La vision de l’État interventionniste ou stratège induite par le format de la Conférence reproduit les logiques propres à la démocratie représentative, en particulier celle d’une action publique descendante.

A cet égard, le « partage de bonnes pratiques » parfois recommandé par les panélistes ne suffit pas, car le problème sous-jacent est d’abord culturel et cognitif : il faut apprendre à penser le politique hors les murs des institutions pour le ramener au cœur de nos vies.

A noter, également, que les panélistes parviennent sans difficulté à dépasser le cadre de l’État-nation, ayant admis que l’échelle pertinente pour gouverner était à de nombreux égards celle du continent sur les questions diplomatiques, de défense et de sécurité, et sur l’ensemble de celles touchant au fonctionnement du marché intérieur.

Indéniablement, la Conférence constitue donc un jalon important dans la prise de conscience par les citoyens européens qu’ils partagent un même positionnement dans l’espace international, nombre de traits culturels et des intérêts convergents, tels qu’ils ne forment pas ensemble un vulgaire agrégat de peuples éparses mais une véritable communauté de destin pour produire davantage de commun à l’échelle de l’Union.

Une révision de l’architecture institutionnelle

Les propositions relatives au fonctionnement de l’Union visent à faire participer les citoyens aux travaux de façon plus régulière, « hors des périodes électorales » via de « nouveaux mécanismes » : plateforme de dialogue en ligne, « assemblée citoyenne » permanente et organisation de « référendums européens »

Quant à l’équilibre du triangle institutionnel, les citoyens se positionnent pour instaurer des listes transnationales, conférer au système du candidat chef de file, les Spitzenkandidaten un caractère contraignant et d’un part reconnaître au Parlement européen un véritable droit d’initiative et d’autre part davantage d’efficacité et de transparence au Conseil avec davantage de majorité qualifiée sur l’ensemble des décisions, à l’exception de celles relatives à l’élargissement de l’Union et visant à modifier ses principes fondamentaux.

L’arbre de l’institution semble néanmoins dissimuler une forêt de divergences.
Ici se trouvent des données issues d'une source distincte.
PR #9030, opened 2026-04-22
LibWeb: Skip unstyled descendants in animation updates

tcl3:
Animation updates propagate inherited animated values by walking the animated target's subtree and calling `recompute_inherited_style()` on each element. Elements inserted during the same rendering update may not have computed properties yet, which violates an existing assertion, causing a crash.

Fix this by skipping unstyled descendants during this walk. The subsequent recursive style update computes their style from scratch.

This fixes an intermittent crash I encountered when logging in to https://sainsburys.co.uk.

NB: The assertion this crash hits was added as part of #9014 (merged yesterday - 2026-04-21). An alternative fix would be to revert 06a7723ee39b484a2588f12ea0d34eebb953ba56.


InvalidUsernameException:
Thanks.

PR #9031, opened 2026-04-22
LibCore: Allow zero-size AnonymousBuffer creation

tcl3:
Previously, `AnonymousBuffer::create_with_size(0)` returned an error because POSIX `mmap` rejects a zero length with `EINVAL`, and Windows `CreateFileMapping` rejects a zero maximum size for an anonymous
mapping. This caused a crash when using `--headless=text` with zero size pages like `about:blank`.

I initially encountered this when running `./Meta/ladybird.py run ladybird --headless=text about:blank`.

### DIFF
--- a/Libraries/LibCore/AnonymousBufferWindows.cpp
+++ b/Libraries/LibCore/AnonymousBufferWindows.cpp
@@ -30,7 +30,10 @@ AnonymousBufferImpl::~AnonymousBufferImpl()
 
 ErrorOr<NonnullRefPtr<AnonymousBufferImpl>> AnonymousBufferImpl::create(size_t size)
 {
-    HANDLE map_handle = CreateFileMapping(INVALID_HANDLE_VALUE, NULL, PAGE_READWRITE, size >> 32, size & 0xFFFFFFFF, NULL);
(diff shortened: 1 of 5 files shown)


Libraries/LibCore/AnonymousBufferWindows.cpp
```diff
@@ -30,7 +30,10 @@ AnonymousBufferImpl::~AnonymousBufferImpl()
 
 ErrorOr<NonnullRefPtr<AnonymousBufferImpl>> AnonymousBufferImpl::create(size_t size)
 {
-    HANDLE map_handle = CreateFileMapping(INVALID_HANDLE_VALUE, NULL, PAGE_READWRITE, size >> 32, size & 0xFFFFFFFF, NULL);
+    // CreateFileMapping rejects a zero-size mapping backed by INVALID_HANDLE_VALUE, so allocate at least one byte and
+    // track the logical size separately.
+    auto map_size = max(size, size_t { 1 });
```
trflynn89: In the blessed year of 2026, we have: `1uz`

tcl3: We're living in an age of literal wonders!

trflynn89 (approved):

PR #840, opened 2022-06-23
fix(mozilla): moving to mozilla auth proxy

bassrock:
## Goal

Move to Mozilla Auth Proxy instead of our older cognito proxy. this should ameliorate the problem we've faced for years when folks are in too many mozilla groups and access breaks (due to the group size breaking the auth payload size restrictions).

- https://getpocket.atlassian.net/browse/BACK-1505

### Note

the client id value in your local `.env` file will need to be updated! ask in slack (or check AWS cognito) for the new value!

### DIFF
--- a/src/config/index.ts
+++ b/src/config/index.ts
@@ -15,15 +15,15 @@ export const config = {
   oauth2: {
     provider: `${
       process.env.REACT_APP_OAUTH2_PROVIDER ??
-      'https://pocket-admin-prod.auth.us-east-1.amazoncognito.com/oauth2'
+      'https://mozilla-auth-proxy.getpocket.com/oauth2'
     }`,
     // So is the client ID.
     clientId: `${
-      process.env.REACT_APP_OAUTH2_CLIENT_ID ?? '6qt94s9d651k24mvul9q2lbrcv'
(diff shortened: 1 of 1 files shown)


jpetto:
did a push to dev and am getting the following error (in a private window with a fresh SSO login):

```
message: "Invalid token specified"
​
stack: "@https://curation-admin-tools.getpocket.dev/static/js/2.3a6bd141.chunk.js:2:956002\ni@https://curation-admin-tools.getpocket.dev/:1:1323\n@https://curation-admin-tools.getpocket.dev/static/js/2.3a6bd141.chunk.js:2:371495\n@https://curation-admin-tools.getpocket.dev/static/js/2.3a6bd141.chunk.js:2:377607\ni@https://curation-admin-tools.getpocket.dev/:1:1323\n833@https://curation-admin-tools.getpocket.dev/static/js/main.2669d016.chunk.js:1:12761\ni@https://curation-admin-tools.getpocket.dev/:1:1323\nr@https://curation-admin-tools.getpocket.dev/:1:1192\nt@https://curation-admin-tools.getpocket.dev/:1:1055\n@https://curation-admin-tools.getpocket.dev/static/js/main.2669d016.chunk.js:1:89\n"
```

will try to dig in a bit after this work week.

jpetto:
just pushed this to dev again and it is working!

katerinachinnappan (approved):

D’un côté, un groupe d’États réformateurs (France, Allemagne, Belgique, Italie, Pays-Bas, Espagne et Luxembourg) « ouverts en principe » à une réforme des traités ; devant cependant composer avec un autre groupe d’États membres plus réticents (Bulgarie, Croatie, Tchéquie, Danemark, Estonie, Finlande, Lettonie, Lituanie, Pologne, Roumanie, Slovénie, Suède et Malte).

Au total, les propositions de la Conférence sur l’avenir de l’Europe sont dorénavant un document de référence auquel les institutions devront se rapporter et dont elles pourront même se prévaloir chaque fois que la définition de l’intérêt général européen sera sujette à débat, à la façon d’une boussole démocratique.